George Clooney y lo malo de la fama
El actor George Clooney tiene un problema. Mucha gente que se le acerca, en lugar de saludarlo y darle un apretón de manos, saca su celular y se pone a filmarlo. “Hemos dejado de vivir nuestras vidas”, dijo alguna vez, “y ahora solo la estamos grabando en nuestros teléfonos.”
Le pasa muy seguido. En una cena de recaudación de fondos con el presidente Barack Obama, me cuenta, quedaron rodeados de gente tomando fotos y video. “Puedes decir que filmaste al presidente de Estados Unidos pero no puedes decir que lo conociste”, me dijo. “Y lo entiendo. No me estoy quejando. Así es este mundo. Pero es triste por todo lo que nos estamos perdiendo.”
Ahí estaba, frente a mí, uno de los hombres más fotografiados del mundo. He entrevistado a decenas de presidentes y líderes mundiales pero nunca a alguien tan famoso como Clooney.
Sin embargo -como siempre ocurre con los que no tienen nada más que probar- su actitud era muy amable y sencilla, bromeando y saludando a todos. Sin corbata y con jeans, se puso un saco gris solo para darle un poco de importancia a la película que estaba promoviendo -Tomorrowland. Tenía 12 minutos exactos de entrevista. Ni un minuto más. Pero él parecía andar sin prisa. Cruzó la pierna y se puso a platicar.
Clooney cree que la fama es cuestión de suerte. “Yo ya llevaba 15 años trabajando cuando me ofrecieron trabajar en el programa de televisión ‘E.R.’”, me contó. “Pero si ‘E.R.’ (donde protagonizaba a un doctor) hubiera sido transmitido los viernes en lugar de los jueves, no hubiera sido el éxito que fue. Esa es la importancia que tiene la suerte.” Es ese tipo de explicaciones que hacen de Clooney una rareza entre las estrellas de Hollywood: uno de los tipos más famosos del mundo dice que eso fue suerte.
Pero el actor, productor, director y ganador de dos Oscares -protagonista de más de una veintena de películas, incluyendo Gravity y The Perfect Storm- sabe cómo usar su fama, venga de donde venga. Durante años ha luchado por atraer la atención mundial al genocidio en la región de Darfur en Sudán y nunca se ha disculpado por apoyar abiertamente las candidaturas presidenciales de Barack Obama y, ahora, la de Hillary Clinton.

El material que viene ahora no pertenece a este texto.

Issue #938, opened 2019-08-22
Nondeterminism in parse annotator results


alexey-tarasov-irl:
I'm running into a problem, where `parse` annotator (with `englishRNN.ser.gz` model) doesn't always produce the same dependency graph for the same input. For instance, if I annotate a sentence "X should not be 0." ten times in a loop, each iteration can end with one of the following parses (the difference is marked in **bold**):

-> be/VB (root)
  -> X/NNP (nsubj)
  -> should/MD (aux)
  -> not/RB (neg)
  **-> 0/CD (xcomp)**
  -> ./. (punct)

-> be/VB (root)
  -> X/NNP (nsubj)
  -> should/MD (aux)
  -> not/RB (neg)
  **-> 0/CD (nmod:tmod)**
  -> ./. (punct)

[Here is the code to reproduce the issue](https://github.com/stanfordnlp/CoreNLP/files/3529531/Determinism.txt).

I looked into it, and it seems like it might be caused by a rounding error. From what I see in debugger, `parse` method of `RerankingParserQuery` class first gets a list of parses and then reranks them. In `bestKParses` both annotations are present, but the one with 0-xcomp is always ranked above one with 0-nmod:tmod (parses in question are 0 and 15):

![image](https://user-images.githubusercontent.com/54396013/63502724-0d774600-c4c6-11e9-97dc-4b1c6f2d3faa.png) 

Then, these parses are getting re-ranked by the following line in `rerank` method of `RerankingParserQuery`:

`score = op.baseParserWeight * score + rerankerQuery.score(scoredTree.object());`

The first term is the score contained in `bestKParses`, but since `score` factor is equal to zero in `englishRNN.ser.gz` model, the new score is effectively the score given by `rerankerQuery`.  The two annotations I'm concerned about seem to be getting the same score, resulting in a tie. It's not a problem, because `Collections.sort()` is stable, so the correct annotation ends up at the top and is getting returned as the resulting annotation by `getBestParse` method (see 0 and 3):

![image](https://user-images.githubusercontent.com/54396013/63503385-449a2700-c4c7-11e9-96fc-d172683c6af3.png)

[...]

PR #946, opened 2019-09-17
Nondeterminism in parse annotator results #938

alexey-tarasov-irl:
Fixing a floating-point-related bug, which triggered non-determinism described in #938.


alexey-tarasov-irl:
> Do you think these changes need to be pushed further down into the score functions? There are lots of matrix operations using floating points in this module. Was the only issue you found the different ordering as a result of the Set?

Non-deterministic ordering was the only issue I encountered. For this particular issue, it seems to me that there is no need for going deeper, as the scores themselves were deterministic (i.e. the same in both cases). But you're right, issues like this might be hiding somewhere else in the codebase as well.

AngledLuffa:
Merged internally.

PR #956, opened 2019-10-21
Set default value of entityMentionsLanguage

jamesdbaker:
entityMentionsLanguage has no default at the moment when created via a no-args constructor, but is required to be non-null. This PR sets the default language to "en".


AngledLuffa:
How does this come up?

AngledLuffa:
Merged, since it seems reasonable regardless

jamesdbaker:
> How does this come up?

I'm working on integrating certain CoreNLP components into a different pipeline (i.e. not the CoreNLP pipeline), and was trying to create the component on it's own just using the default config.

Thanks for merging.

PR #965, opened 2019-11-13
Remove unused dependency

cesarsotovalero:
Hello. I noticed that dependency `org.apache.lucene:lucene-queries:7.5.0` is declared in the project's `pom` but it is not used. Hence, this dependency can be safely removed to make CoreNLP slimmer and its Maven dependency tree less complex.

### DIFF
--- a/pom.xml
+++ b/pom.xml
@@ -68,12 +68,6 @@
 
     <dependency>
       <groupId>org.apache.lucene</groupId>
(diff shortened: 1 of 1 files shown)


AngledLuffa:
Thank you for pointing this out.  There are some other adjustments we needed to make internally, but I have integrated this change.

Issue #991, opened 2020-02-04
StanfordCoreNLPClient fails "silently"


drewkerrigan:
In `StanfordCoreNLPClient.annotate`, if the server is not running, or some other exception occurs in this catch block: https://github.com/stanfordnlp/CoreNLP/blob/master/src/edu/stanford/nlp/pipeline/StanfordCoreNLPClient.java#L461-L467 - the exception is logged but the calling function never finds out about it. This is problematic because we end up with an annotation that wasn't annotated, but no way to test if it failed later on.

AngledLuffa:
I merged your change.  Thank you

PR #992, opened 2020-02-04
Add an ExceptionAnnotation to failed annotations in StanfordCoreNLPClient

drewkerrigan:
Should resolve https://github.com/stanfordnlp/CoreNLP/issues/991

This change allows a calling function to inspect and react to exceptions that occur when annotating using an external server. For example:

```
final Annotation annotation = new Annotation(text);

AnnotationPipeline pipeline = new StanfordCoreNLPClient(props, host, port, threads, key, secret);
pipeline.annotate(annotation);

if (annotation.containsKey(CoreAnnotations.ExceptionAnnotation.class)) {
  final Throwable t = annotation.get(CoreAnnotations.ExceptionAnnotation.class);
  throw new RuntimeException(t);
}
```

This contribution can be regarded as "de minimis" since it is less than 6 lines changed. This contribution is also in the public domain.

### DIFF
--- a/src/edu/stanford/nlp/pipeline/StanfordCoreNLPClient.java
+++ b/src/edu/stanford/nlp/pipeline/StanfordCoreNLPClient.java
@@ -3,6 +3,7 @@ package edu.stanford.nlp.pipeline;
 import edu.stanford.nlp.io.FileSequentialCollection;
 import edu.stanford.nlp.io.IOUtils;
 import edu.stanford.nlp.io.RuntimeIOException;
+import edu.stanford.nlp.ling.CoreAnnotations;
 import edu.stanford.nlp.util.StringUtils;
 import edu.stanford.nlp.util.logging.Redwood;
 import edu.stanford.nlp.util.logging.StanfordRedwoodConfiguration;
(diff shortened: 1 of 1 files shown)


src/edu/stanford/nlp/pipeline/StanfordCoreNLPClient.java
```diff
@@ -464,6 +465,8 @@ public void annotate(final Annotation annotation, final Consumer<Annotation> cal
           log.info("Trying to annotate locally...");
           StanfordCoreNLP corenlp = new StanfordCoreNLP(properties);
           corenlp.annotate(annotation);
+        } else {
+          annotation.set(CoreAnnotations.ExceptionAnnotation.class, t);
```
AngledLuffa: Looks reasonable, although it looks like the ExceptionAnnotation didn't make it in to the code change

AngledLuffa: Thanks!

drewkerrigan: @AngledLuffa how do you mean it didn't make it into the code change?

AngledLuffa:
Oh, my mistake.  I thought the ExceptionAnnotation was new.

Thanks for the addition!

PR #1008, opened 2020-03-03
Ignore eclipse files

asashour:
This adds Eclipse specific files to `.gitignore`

### DIFF
--- a/.gitignore
+++ b/.gitignore
@@ -6,3 +6,6 @@
 *.so
 .DS_Store
 .settings/**
+/target/
+.classpath
+.project


.gitignore
```diff
@@ -6,3 +6,6 @@
 *.so
 .DS_Store
 .settings/**
+/target/
+.classpath
```
AngledLuffa: Our approach has been to include our own suggested .classpath in the root directory.  That wouldn't work if we make this change

asashour: Well, the change ignores those files from being marked for commit.

So, anyone can use his/her own `.classpath` without affecting the others.

I understand this PR doesn't have an effect, because `.classpath` is not currently in the github repository.

AngledLuffa:
Ultimately the internal version of .gitignore can't have .classpath in it,
but I'm not sure what the consequences are of changing the public
.gitignore and not the internal one.  I'll leave it open but there's no
expectation of merging it any time soon.

asashour:
Thanks, but no point to leave the PR open. I can change the local `.gitignore` and ensure it is not committed.

The main point was having all the classes files in `target` marked as changed, but it can be handled.

PR #1009, opened 2020-03-03
Replace deprecation usage of IOUtils methods

asashour:
I am not sure about the deprecation policy, should I delete those two methods as well?

I declare that the contribution is in the public domain.


AngledLuffa:
Thank you; this has been merged.

PR #1010, opened 2020-03-03
Use StringBuilder instead of StringBuffer

asashour:
As you know, `StringBuilder` is the new way, as I don't think the synchronization feature of `StringBuffer` is needed.

I declare that the contribution is in the public domain.


src/edu/stanford/nlp/ling/tokensregex/parser/ParseException.java
```diff
@@ -89,7 +89,7 @@ private static String initialise(Token currentToken,
                            int[][] expectedTokenSequences,
                            String[] tokenImage) {
     String eol = System.getProperty("line.separator", "\n");
-    StringBuffer expected = new StringBuffer();
+    StringBuilder expected = new StringBuilder();
```
AngledLuffa: You're updating a bunch of autogen code...  it will just get undone the next time these tools get updated.  I'm pretty averse to separating this out myself

asashour: Oh, any hint about those tools, how can one run/change them?

AngledLuffa:
For example, the precompiled code is in

edu/stanford/nlp/trees/tregex/TregexParser.jj

Generated using javacc.  We tried to be nice and leave sample command lines:

// javacc
"-OUTPUT_DIRECTORY=projects/core/src/edu/stanford/nlp/trees/tregex"
projects/core/src/edu/stanford/nlp/trees/tregex/TregexParser.jj

guess that sort of gives away our internal paths, but whatever.

Here is an exciting discovery, btw.  The last time someone did an automated
sed replace or whatever it is you've done, they missed that they were
updating some autogen files.  So, for example, the original TregexParser.jj
still looked for edu.stanford.nlp.util.Function, even though that
functionality (ha, ha) was eventually incorporated into java.

Anyway, javacc supposedly has an option to use StringBuilder instead of
StringBuffer, but turning that option on has no effect on the
ParseException or TokenMgrError classes.  I filed an issue on the javacc
github.  Let's see what happens

https://github.com/javacc/javacc/issues/165

AngledLuffa:
We integrated the updated javacc, so if you're up for revisiting this old PR, we'd be able to integrate it now

AngledLuffa:
I rebased it against dev and merged it here:

https://github.com/stanfordnlp/CoreNLP/pull/1115

AngledLuffa:
Thanks!

PR #1011, opened 2020-03-03
Migrate tests to JUnit 4

asashour:
This the first part to migrate tests to JUnit 4 way, please advise if I should continue migrating all tests.

Afterwards, a second PR would follow to migrate to JUnit 5.

### DIFF
--- a/itest/src/edu/stanford/nlp/coref/hybrid/ChineseCorefBenchmarkSlowITest.java
+++ b/itest/src/edu/stanford/nlp/coref/hybrid/ChineseCorefBenchmarkSlowITest.java
@@ -9,15 +9,15 @@ import java.util.Properties;
 import java.util.regex.Matcher;
 import java.util.regex.Pattern;
 
-import edu.stanford.nlp.util.BenchmarkingHelper;
-import junit.framework.TestCase;
+import org.junit.Test;
+
+import edu.stanford.nlp.coref.CorefProperties;
 import edu.stanford.nlp.io.IOUtils;
 import edu.stanford.nlp.io.RuntimeIOException;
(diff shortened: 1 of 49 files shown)


itest/src/edu/stanford/nlp/coref/hybrid/ChineseCorefBenchmarkSlowITest.java
```diff
@@ -1,24 +1,20 @@
 package edu.stanford.nlp.coref.hybrid;
 
-import java.io.BufferedReader;
-import java.io.File;
-import java.io.IOException;
-import java.io.PrintStream;
-import java.io.StringReader;
+import java.io.*;
```
AngledLuffa: Please don't do this.  I think I'm allergic to import *

asashour: Honestly, I am with what you say. But i found `.*` in various places in the code, so I changed the default Eclipse settings, since I don't want to be proposing so many changes.

I am reverting this, so all imports are individual.

AngledLuffa:
Conceptually this seems fine.  Let me take a little time to review the
actual changes

AngledLuffa:
Please squash, if you don't mind

asashour:
Squashed, migrated more tests, notable change in double assertion in `NERBenchmarkTestCase`, it was comparing `Object` with `Object`, now comparing `double` with `double` with 0 `delta`.

AngledLuffa:
I merged most of this into our codebase.  There were a couple issues, like some tests which aren't publicly released but include the tests you were changing.  Also it's worth noting that there's test/src which hasn't been updated to junit 4 at all

PR #1012, opened 2020-03-03
The static fields and methods should be accessed in a static way

asashour:
There were detected as Eclipse warnings.


AngledLuffa:
This isn't really a priority for us.  Our code has thousands of warnings
anyway...  sorting through the specific list someone else provides is
making work rather than making our lives better.  Maybe you could turn off
the warnings?

PR #1013, opened 2020-03-03
Fix ArrayList is a raw type

asashour:


AngledLuffa:
This has been merged.

I'm going to request, though, that we mostly stick to functional changes.  I don't want to start rejecting changes but this is kind of make-work for us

Le recordé que en el 2008 él había dicho que Hillary “era una de las figuras más divisivas de la política norteamericana.” Y lo reconoció. “Pero creo que con el tiempo ha dejado de serlo porque fue una…increíblemente exitosa Secretaria de Estado.” Y luego continuó. “Así que creo que ahora ya está lista para ser presidenta.”
A Clooney no le gusta pelearse y mucho menos en público. Casi nunca responde a críticas en la prensa. Pero la excepción fue cuando una publicación británica habló de su entonces prometida (y hoy esposa) Amal Alamuddin. El respondió con una fuerte columna en el diario USA Today.
“Ellos estaban tratando de fomentar el odio religioso al decir que mi esposa es Drusa -y ella no lo es-“, me explicó. “Y debido a que ella se iba a casa con alguien fuera de su religión, dijeron que los Drusos estaba dispuestos a ejecutar a mi prometida -matar a mi esposa. Bueno, eso no es cierto.” Y lo dijo.
Este tipo de confrontaciones casi no ocurren en el mundo de George Clooney. Al contrario, él cree que es una virtud cuando los actores no son tan accesibles -“unavailable” en inglés- al público. Por eso no tiene Twitter, Facebook o Instagram.
“Si le vas a pedir a la gente que pague dinero para que te vaya a ver en una película, ellos no tienen por qué saber lo que estás pensando todo el tiempo”, me dijo, “creo que tiene que haber un elemento de misterio.”
Es precisamente ese misterio lo que hace que, cuando la gente ve a George Clooney en persona, se le lancen a filmarlo en lugar de entablar una conversación con él. Es, sin duda, lo malo de la fama.